É claro que temos inúmeras imagens diariamente da guerra síria e dos crimes do presidente Bashar Assad em defesa dos 42 anos de despotismo de sua família. A vida hoje é um carrossel de fotos e vídeos, tanto que é difícil dar peso, momento ou gravidade a qualquer uma delas.

 

Uma coisa de que “Guernica”  nos lembra em sua força multifacetada é a importância parar e olhar para uma imagem durante minutos, para sentir como é quando a guerra tira vidas: como essa dor é vivida e revivida através de gerações e tem um poder próprio de gerar conflitos.

 

É raro hoje que uma imagem de guerra capture a atenção por algum período de tempo. Uma foto ou vídeo, às vezes, se torna viral —a morte da bela estudante Neda Aga-Soltan na rebelião iraniana de 2009 foi um caso—, mas desaparece rapidamente. A dispersão da atenção é uma das características de nossa era.

 

Picasso disse certa vez: “O que vocês pensam que é um artista?
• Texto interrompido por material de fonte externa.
PR #402, opened 2016-01-14
protonuke: allow user to specify size of image served by http/https

floren:
This should make it easier to serve a bigfile in instances when we want massive traffic.


floren:
@jcrussell @djfritz

djfritz:
So if we ask for a 1G image, protonuke will generate a random one on every request?

floren:
Actually no. If you look at the code, you'll see that httpSetup() is the only function which calls httpMakeImage(), and that creates a variable called httpImage which is used whenever someone hits /image.png.

If protonuke once generated a random image for each request, it doesn't any more.

floren:
I agree that generating a random 1G image might be a bit much if we do it for every request. If we want to generate a fresh image each time (important for caching), then I will withdraw this PR and submit a new one which makes protonuke generate a new image each time.

src/protonuke/protonuke.go
```diff
@@ -34,6 +34,7 @@ var (
 	f_v4       = flag.Bool("ipv4", true, "use IPv4. Can be used together with -ipv6")
 	f_v6       = flag.Bool("ipv6", true, "use IPv6. Can be used together with -ipv4")
 	f_report   = flag.Duration("report", time.Duration(10*time.Second), "time between reports, set to 0 to disable")
+	f_imageSize = flag.Int("imagesize", 3, "size of image to serve in http/https pages")
```
djfritz: flag should be -httpimagesize or similar to match other protocol specific fields.

djfritz: s/size of image/size in mb of image/

djfritz:
LGTM

PR #410, opened 2016-01-27
minimega: fix noblock issues.

jcrussell:
Remove two races caused by `vm launch ... noblock`:

1. Need to create copy of `vmConfig` before running the next command (in case the next command changes `vmConfig`).
2. Need to block on `vm start all` (and other vm target commands) until all outstanding `vm launch ... noblock` commands have finished creating vms.

Note: this is a cleaner fix than the one that was pushed to @djfritz's fork.


djfritz:
testing this now

djfritz:
LGTM

PR #521, opened 2016-05-10
iomeshage: fix #519

### LINKED ISSUE #519: iomeshage: fix deadlock
#518 fixed the concurrent map access but introduced a deadlock. Need to release the TIDLock before sending on the channel.

jcrussell:
Release TIDLock before sending on channel. Move TIDLock into IOMeshage
struct and rename to tidLock so that it is no longer exported.


jcrussell:
Tested on CCC, seems good.

djfritz:
LGTM

PR #522, opened 2016-05-10
minimega: fix #520

### LINKED ISSUE #520: Update help api
```
 For example, to capture netflow data on bridge mega_bridge to file in ascii mode and with gzip compression:

capture netflow mega_bridge file foo.netflow ascii gzip

You can change the active flow timeout with:

capture netflow mega_bridge timeout <timeout>
```

From the capture api example you need to use the word bridge before specifying a bridge
capture netflow bridge mega_bridge file foo.netflow ascii gzip

jcrussell:
Update help text for capture API.


djfritz:
LGTM

PR #523, opened 2016-05-10
minimega: add new preprocessor

### LINKED ISSUE #514: minimega: add `http://` preprocessor
Add preprocessor to download files via HTTP. For example:

```
vm config disk http://minimega.org/examples/client.qcow2
```

The file should be downloaded to the `files` directory. We should check if a file with the same name already exists in the `files` directory (or in another node's `files` directory) and use that instead of redownloading the file.

jcrussell:
Add preprocessor for http:// and https://. Gutted the file:
preprocessor. Closes #514.


djfritz:
We should update the file.article to reflect this preprocessor as well.

jcrussell:
@djfritz: updated file.article.

djfritz:
LGTM

PR #529, opened 2016-05-13
minicli: add .alias and .unalias builtins

### LINKED ISSUE #528: minicli: `.alias` and `.unalias` API
Functions similar to bash aliases -- replace text at the beginning of the commands string using stored aliases. For example:

```
.alias vmr=.filter state=running vm info
vmr
```

We should `log.Info` on expansion.

jcrussell:
Works similar to bash aliases. Updated minitests. Fixes #528.


djfritz:
Of course you did this already...

djfritz:
LGTM

PR #530, opened 2016-05-13
minimega: add `vm summary`

### LINKED ISSUE #510: minimega: `vm info` columns
`vm info` is getting unruly -- thankfully, we have `.filter` and `.columns`. Some useful fields are missing (e.g. `filesystem` and `hostname` for containers) and some fields can be huge (e.g. `tags`). We certainly need to add the container-specific columns but we already have 24 columns -- when should we stop?

Thoughts?

@djfritz @floren

jcrussell:
Fewer columns than `vm info` but with the same meanings. Fixes #510.

@floren @djfritz: these seemed like a reasonable subset of the columns, thoughts?

### DIFF
--- a/src/minimega/vm.go
+++ b/src/minimega/vm.go
@@ -130,12 +130,17 @@ type BaseVM struct {
 	instancePath string
 }
 
-// Valid names for output masks for vm info, in preferred output order
-var vmMasks = []string{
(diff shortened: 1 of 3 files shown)


djfritz:
LGTM @floren ?

djfritz:
Well this still LGTM, merging.

PR #532, opened 2016-05-13
minimega: add `cc process kill all`

### LINKED ISSUE #489: minimega: add 'kill all' to cc process api
see summary

jcrussell:
Add wildcard support to `cc process kill`. Fixes #489.

Going to test this today.

### DIFF
--- a/src/minimega/cc_cli.go
+++ b/src/minimega/cc_cli.go
@@ -437,16 +437,7 @@ func ccProcessKill(pid int) {
 func cliCCProcessKill(c *minicli.Command, resp *minicli.Response) error {
 	// kill all processes
 	if c.StringArgs["pid"] == Wildcard {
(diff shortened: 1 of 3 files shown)


djfritz:
This solution is a bit blunt - it spams out running PIDs to every client that matches on the filter which causes a lot of errors to come back which we don't care about. I'd rather add a magic byte (-1) to srn/ron for a PID wildcard and support 'kill all' by adding a case to:

https://github.com/sandia-minimega/minimega/blob/master/src/ron/client.go#L505

for checking for the 'all pids' wildcard. At least then 'kill all' becomes a single cc command and doesn't prompt unnecessary errors.

jcrussell:
@djfritz: added less blunt fix, will test today.

djfritz:
LGTM

PR #535, opened 2016-05-17
Recovery mode for web interface

mkunz7:
Parses the running qemu processes and creates a limited web interface.
Useful for when minimega crashes and you have put a lot of effort into
an experiment. Python.
 
capture12
vnc
autotile


djfritz:
What's causing minimega to crash that prompts this PR? I haven't seen a crash report in some time now.

mkunz7:
Didn't have enough logging enabled to have any idea. Mini crashes, VMs stay up. Prior it was the capture api killing things, not sure what caused it this time around. Maybe we should fund some interns to look at mini and report crashes.

jcrussell:
Stack traces are dumped to stderr, regardless of log level. If you redirect stderr to a file, we'll be able to figure out what caused the crash. If you typically run minimega with debug/info level logging and don't want to fill up the disk, you can disable logging to stderr with `log stderr false`.

That being said, I know at least one crash (#540) that I'm working on patching.

djfritz:
There's no way to use this in mainline. We're gutting the entire web interface on October 1, so this would be moot anyways.

PR #542, opened 2016-05-25
minidoc: change -port to -server

michaelwisely:
Now you can specify which host to listen on, if you're so inclined.


djfritz:
LGTM

jcrussell:
This breaks: https://github.com/sandia-minimega/minimega/blob/master/misc/daemon/minimega.init

PR #543, opened 2016-05-26
minimega: add vms column to hosts API

### LINKED ISSUE #539: minimega: add `vms` column to `host`?
Should we add a count of the number of vms to `host`? I launched a bunch of VMs with namespaces and it's non-trivial to figure out how many landed on each host. I know we /can/ get the info elsewhere but this seems useful to me.

Alternatively, we could add a `.count` API...

jcrussell:
Report the number of vms in the active namespace and across namespaces
for the host. Fixes #539.


djfritz:
LGTM

PR #544, opened 2016-05-26
minimega: fix VM nits

jcrussell:
Fix a bunch of smaller things that I didn't like about the VM interface.

Questions:
 * Do we want to warn if two VMs share the same MAC or return an error?
 * Can VMs share the same name if one is in the global namespace?
 * Should `vm save` record the namespace of the VM? (I think we want this)

@djfritz: thoughts?

### DIFF
--- a/src/minimega/capture.go
+++ b/src/minimega/capture.go
@@ -102,7 +102,7 @@ func startCapturePcap(vm string, iface int, filename string) error {
 		return vmNotFound(vm)
 	}
 
-	config := v.Config()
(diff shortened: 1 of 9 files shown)


jcrussell:
Phone discussion yielded:

* When is warn?
* What is allow?
* How is should?

jcrussell:
Passes all minitests. Going to try booting an enterprise once the cluster is free.

jcrussell:
Tested a couple of times at enterprise-scale -- seems to work.

PR #547, opened 2016-05-27
minimega: fix deadlock in namespace

### LINKED ISSUE #546: minimega: fix deadlock
`tests/taps_namespace` causes deadlock...

jcrussell:
Can't use hostTapDelete in Namespace.Destroy since it tries to query and
update the active namespace. Instead, call the methods to delete the tap
manually. Fixes #546.


djfritz:
LGTM

PR #548, opened 2016-05-27
minimega/bridge: fix capture

### LINKED ISSUE #545: Pcap capture 0 bytes
minimega  2016-05-08 works
minimega  2016-05-26 fails

Did a fresh install of latest same issue, something has changed.....

jcrussell:
Created a tuntap rather than letting ovs create the interface for us.
Capture now seems to work. Fixes #545.

### DIFF
--- a/src/bridge/mirror.go
+++ b/src/bridge/mirror.go
@@ -22,7 +22,7 @@ func (b *Bridge) CreateMirror() (string, error) {
 	}
 
 	// get a host tap on VLAN 0
-	tap, err := b.createTap("", 0, true)
+	tap, err := b.createHostTap("", 0)
 	if err != nil {
 		return "", err
 	}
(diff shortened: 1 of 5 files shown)


djfritz:
Why does this fix the issue? Was this just a race between invoking ovs creating a host tap and handing it to capture api for things?

src/bridge/mirror.go
```diff
@@ -22,7 +22,7 @@ func (b *Bridge) CreateMirror() (string, error) {
 	}
 
 	// get a host tap on VLAN 0
-	tap, err := b.createTap("", 0, true)
+	tap, err := b.createHostTap("", 0)
```
djfritz: Isn't this still having OVS create the tap via addTap()?

jcrussell:
The OVS `add-port` command generated by minimega for host taps includes `set Interface <name> type=internal`. Currently, that command will automatically create the tap for us (and remove it when we `del-port`). When I created the tuntap first using `ip` and then tried to add it via `add-port`, the tuntap won't see any traffic.

There's probably something going on with OVS that I don't fully understand, perhaps there's an easier workaround? I'm copying the behavior that we had before the bridge refactoring.

djfritz:
Woop, I saw this a "create a tuntap..." instead of "created a tuntap..." this makes sense now. LGTM once the merge conflict is fixed.

djfritz:
LGTM

PR #647, opened 2015-01-02
Fix crash when mailing a URL in the original story view.

mihaip:
[OriginalStoryViewController doOpenActionSheet] calls showSendTo with a nil
text parameter, but [NBActivityItemProvider activityViewController:
itemForActivityType:] returns a dictionary with the text as a value, and
dictionary literals can't use nil values. Use an empty string instead.

Appears to be a regression from 1002403e81087e16695589e7ad1b322856252d40.


samuelclay:
Looks like this may be what's causing an issue for some users. Thanks @mihaip! Will submit to Apple by EOW.

Issue #637, opened 2014-12-23
Android: Reading Progress Broken in Folders


dosiecki:
The progress circle in Reading seems to not be tracking unread counts correctly while reading folders.  Individual feeds seem okay, though.

dosiecki:
All fixed up in #662.  Feel free to re-open if I missed an edge case.

PR #654, opened 2015-01-21
Android: Bugfixes and Speed

dosiecki:
Big round of bugfixes, speed tweaks, and cruft cleanup.  The old legacy DB is finally gone and we are 100% on the raw sqlite driver. Patched a  bug that will free up GB worth of data on some devices.  Made DB auto-rebuilds more reliable and less impactful to the UI.

Lots of changes here, would recommend at least a few days in Beta.


dosiecki:
Oh, and as with all patches, don't forget to bump your version strings!

samuelclay:
Will do. This is working great. Fast and accurate. Now we just gotta fix #637. Should be an easy fix, as you just need to use the folder's total unread count, not the count of stories loaded.

samuelclay:
Should I be disabling logging somehow?

dosiecki:
> Should I be disabling logging somehow?

Nope, already done. (you can always check the top few constants in AppConstants)

Issue #653, opened 2015-01-20
Android: Use volume buttons as story next/previous


samuelclay:
From: https://getsatisfaction.com/newsblur/topics/android-next-prev-button

manderson23:
I'll pick this one up.

I assume we want to hook it into the same actions as pressing the next/prev overlays?

dosiecki:
I don't really understand the use case, so I can't say if the buttons should imitate a left/right swipe or if they should trigger the nextunread/previous buttons.  Also not sure which of up/down maps to which action depending on the orientation of the phone.  I see about 16 different possible algorithms we might choose from.

If we do implement this, make it an option that is off by default.  Default users will be unhappy if we steal away the ability to adjust volume while in the app.

manderson23:
Yeah it isn't something I would use but if @samuelclay wants it. Maybe he has some thoughts.

I can't quite remember but I think [GrazeRSS](https://play.google.com/store/apps/details?id=com.grazerss) supports this so I could maybe see how they handle things.

samuelclay:
Up = next, down = previous. Off by default.

rrehbeindoi:
It was a feature that Google Reader's app had.  It seemed natural to grip the phone and tap the physical buttons on the side, rather than 2nd hand swiping the screen.  Before Google killed it, I think it had 3 options.  Off,  up=next down=prev, down=next up=prev as the physical volume button being on the left or right side of the device changes the feel of how it maps.

samuelclay:
Will launch next version.

manderson23:
From https://getsatisfaction.com/newsblur/topics/android-volume-keys-for-next-previous

"Would it be possible to have the keys act as left/right swipes?"

PR #656, opened 2015-01-28
Android: Volume key navigation

manderson23:
Implements #653 

Since I was adding a preference I went for the three options: off, up = next or down = next.


samuelclay:
Sweet, thanks Mark!

PR #658, opened 2015-02-04
Android: Global Shared Stories

manderson23:
I'd be grateful if @dosiecki could give this a review to see that it fits into the app as expected.

The global shared stories seem to be correct though when I was comparing with the web I noticed that the timestamps on the web were out of order so didn't exactly match what I was seeing in the app. 

I'd also appreciate some wider testing particularly to ensure that All Shared Stories and individual shared stories feeds work as expected.


clients/android/NewsBlur/src/com/newsblur/activity/GlobalSharedStoriesItemsList.java
```diff
@@ -0,0 +1,93 @@
...
+import com.newsblur.util.DefaultFeedView;
+import com.newsblur.util.FeedSet;
+import com.newsblur.util.PrefConstants;
+import com.newsblur.util.PrefsUtils;
+import com.newsblur.util.ReadFilter;
+import com.newsblur.util.StoryOrder;
+
+public class GlobalSharedStoriesItemsList extends ItemsList {
+
+	private ContentResolver resolver;
```
dosiecki: Whoops, this member was cruft in the SavedStories activity.  No need for it, and I have cleaned it up from the original.

dosiecki:
Minus one mistake that was mine, looks great!

PR #667, opened 2015-03-03
Android: Bugfixes and UI Tweaks

dosiecki:
Fixing a few little bugs found in this release.  Also tweaking the UI for story list loading per @samuelclay's request, and added the requested use of feed icons in the actionbar.

As with all releases, I'd suggest this get a week in Beta before going to prod.


samuelclay:
Thanks Daniel, I'll merge this in next week as I'm on vacation in NYC all week.

dosiecki:
Having run this for a week now, on one of my devices I am getting slight memory problems.  Let's definitely test this for a week to see if any of y'all can reproduce, just to eliminate any of these changes as a root cause. (unless I find it before then)

samuelclay:
Ok, releasing as 4.2.2b1 (89).

manderson23:
When you navigate away from the main view should the actionbar icon always update for consistency? e.g. a folder, saved stories etc. instead of only changing for reading an individual feed?

dosiecki:
For starters, I just went after the specific feature request to use feed icons. If we can track down high-q versions of the folder/group icons, they'll be trivial to add.

samuelclay:
Those icons are here: https://github.com/samuelclay/NewsBlur/blob/master/media/img/icons/circular/g_icn_folder_rss.png.

You can see the list of all iOS assets here: https://github.com/samuelclay/NewsBlur/blob/master/clients/ios/Resources/g_icn_folder_rss%402x.png.

I can easily make larger icons, just let me know the size you need. I have vector originals.

dosiecki:
Yeah, that size would look a bit jagged on bigger tablets.  Incredibly, the latest devices will need them at 128x128, with the next rumoured bump going to 192x192.

samuelclay:
These feed icon are way too big. Can you constrain them to 32x32? That way we can reuse the existing icons.

dosiecki:
The system determines the rendered size of the actionbar icon. (note that it is a Drawable, not a View).  There is a trick that can be used to make them an absolute size in pixels (not dp), but that has the nasty effect of them being big on old devices and incredibly tiny on new devices.

In order to gain full control over sizing, we would have to locate them outside of the actionbar or write our own actionbar widget and associated functionalities (like non-conext menuing).

samuelclay:
Can we mimic the size from the feed list? It does need to be much smaller than it is, though. It's the height of the bar.

dosiecki:
Not using a standard actionbar.  The feed list is our widget, so we can define size in terms of dp, but the actionbar uses a set of proportional presets or raw px sizing.  The upper-left icon was intended to have a fixed look and feel across apps, so the raw view isn't exposed.

It is possible to add a more customised view in between the icon and the menu dots, though it is some work to get to look tidy on all devices.

dosiecki:
Let me know if you would like to see a prototype of either approach.  Putting an icon between the app icon and menu should be an hour or so, and replacing the app icon with a custom view should be 2-3 hours.  Full testing and implementation in either case is more of an unknown because the side effects are extraordinarily dependent on screen size, screen density, and platform version. (in the latter case, we actually have to implement our own handling of up- and back- navigation)

samuelclay:
Yes, I would like to see this. Use whichever technique you think will work better.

Um imbecil que só tem olhos, se for um pintor, ou ouvidos se for um músico, ou uma lira em cada nível de seu coração se for um poeta, ou mesmo, se for um boxeador, apenas músculos? Pelo contrário, ele é ao mesmo tempo um ser político, constantemente vivo para acontecimentos emocionantes, fogosos ou felizes, aos quais ele reage de todas as formas. Não, a pintura não é feita para decorar apartamentos. É um instrumento de guerra para ataque e defesa contra o inimigo.”

 

Sim, a grande arte é política, mas “Guernica”  falhou em um sentido. Ele foi pintado para despertar a consciência contra o fascismo e impedir sua disseminação. Mas dois anos depois, Hitler havia mergulhado a Europa na Segunda Guerra Mundial,.
Meu tio, Bert Cohen, um jovem oficial sul-africano, lutou naquela guerra. Na Itália, ele descreveu o que aconteceu em  Finale Emilia: uma bateria de artilharia pulverizou um enclave alemão. Veículos destroçados fumegavam. Na chacina, munição explodia e pneus estouravam. O odor de carne queimada e putrefação enchia o ar, intestinos de animais mortos inflavam suas carcaças.

 

Um alemão morto, em particular, chamou a atenção de Bert: um jovem louro de mandíbula quadrada, com nariz longo e reto, cabelo salpicado de sangue, as pernas retorcidas de forma grotesca, o abdômen aberto, voltas de intestinos espalhando-se sobre a poeira, os olhos azuis fixos no infinito. Ao lado do cadáver havia cartas espalhadas, da mãe do soldado em Hamburgo. Ela falava sobre “der Angriff”, o bombardeio aliado à cidade que matou mais de 42 mil pessoas. Sem saber o que fazer, Bert devolveu as cartas ao bolso do morto —e se perguntou pelo resto da vida se tinha feito a coisa certa.

 

A guerra é universal, mas sua agonia é individual e duradoura. Em seu 75° aniversário, “Guernica” nos expõe responsabilidades que esta era nos inclina a esquecer.